Het thema ras kwam ook ter sprake tijdens de interviews, aangezien een van de deelnemers tijdens de asielinterviews racisme ervoer omwille van zijn huidskleur. Hij legde uit hoe de interviewer voortdurend verwees naar blanke mensen, en de asielzoeker het gevoel gaf dat hij in die referenties moest passen om geloofd te worden. Geen van de andere deelnemers aan de interviews had het over racisme van de kant van de asielinterviewer.
We kunnen ervan uitgaan dat de toegewezen asielinterviewer wellicht heeft geprobeerd rekening te houden met de culturele achtergrond van de asielzoeker, wat ertoe heeft geleid dat de interviewer diepgaandere vragen heeft gesteld om er zeker van te zijn dat de asielzoeker geen valse beweringen doet, uiteindelijk heeft hij een verwijzing gebruikt naar wat hij cultureel gewend is. In die zin is een opleiding over culturele verschillen in verband met LGBTQ+-onderwerpen noodzakelijk.
Tijdens de analyse van de verzamelde informatie uit de interviews, hebben we gemerkt dat het stereotype West-Europese beeld van een LGBTQ+ persoon werd opgelegd aan de geïnterviewden binnen de procedure. De geïnterviewden hadden het gevoel dat er van hen verwacht werd dat ze er flamboyanter uitzagen, dat ze zich gedroegen naar het West-Europese beeld van een LGBTQ+ persoon en dat ze op de hoogte waren van de terminologie die gebruikt werd binnen de LGBTQ+-gemeenschap. Dat toont opnieuw aan dat er inderdaad een gebrek aan begrip is van de diepten van de onderdrukking waarmee leden van de LGBTQ+-gemeenschap geconfronteerd worden in het buitenland. Personen die asiel aanvragen op grond van vervolging in verband met hun seksuele geaardheid zijn misschien niet op de hoogte van dergelijke terminologieën omdat het onderwerp taboe is in hun land van herkomst. Het spreken over dergelijke kwesties kan in feite worden gecriminaliseerd, zoals in Tanzania, waar het publiek werd opgeroepen om melding te maken van elke persoon die ervan werd verdacht homo te zijn en waar ook een 17 leden tellend comité werd opgericht om homo’s op sociale media te identificeren en hen te arresteren.
Het is dan ook volstrekt ongepast om te verwachten dat iemand uit een land waar LGBTQ+-rechten volledig worden onderdrukt en met extreem geweld worden behandeld, over hetzelfde kennisniveau over de gemeenschap beschikt als iemand die in een ontwikkeld land woont waar die rechten worden verleend en mensen uit die gemeenschappen worden gevierd.
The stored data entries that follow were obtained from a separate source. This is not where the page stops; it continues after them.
Issue #847, opened 2015-02-25
split-paired-reads.py has nonstandard behavior with orphaned reads


camillescott:
By default, split-paired-reads.py mixes orphaned reads into their respective .1 / .2 files, which is a nonstandard behavior -- orphaned reads should be put into their own files. Tools like bowtie and Trinity fail when they encounter orphaned reads mixed into split paired files.

ctb:
We talked about this in person, and the conclusion was that we cannot alter this until khmer 2.0; but the -p was added in #818 to force the expected behavior.

Two thoughts -

1. shall we update the documentation to make this clear?
2. @mr-c, what's the right way to punt these kinds of issues to khmer 2.0 release?

ctb:
For 2.0,

- [ ] make -p default;
- [ ] upgrade extract-paired-reads to properly handle streaming input and specification of output files;
- [ ] in the error message that results from -p, mention that extract-paired-reads can be used to fix;

@camillescott @mr-c the alternative here is to add an option to split-paired-reads to sideline or trash orphans. I think this makes the script too complicated so am -0 on it but would appreciate your thoughts.

ctb:
Closed by #1164.

PR #747, opened 2015-01-30
gzip/bzip2 output options

b-wyss:
Feature creation in response to #505

PR #1164, opened 2015-07-10
Add --output-orphaned option to split-paired-reads.py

We hebben geconcludeerd dat de meeste problemen waarmee LGBTQ+-asielzoekers worden geconfronteerd te maken hebben met opvangcentra en het gebrek aan toezicht door het centrumpersoneel. Hoewel een uitgebreide handleiding over de behandeling van dergelijke aanvragen ontbreekt, kunnen we niet ontkennen dat het CGVS nog steeds moet werken aan de aanpassing van hun beleid en richtlijnen. Ook moet men meer informatie verstrekken over wat er buiten Europa bestaat met betrekking tot LGBTQ+-gemeenschappen.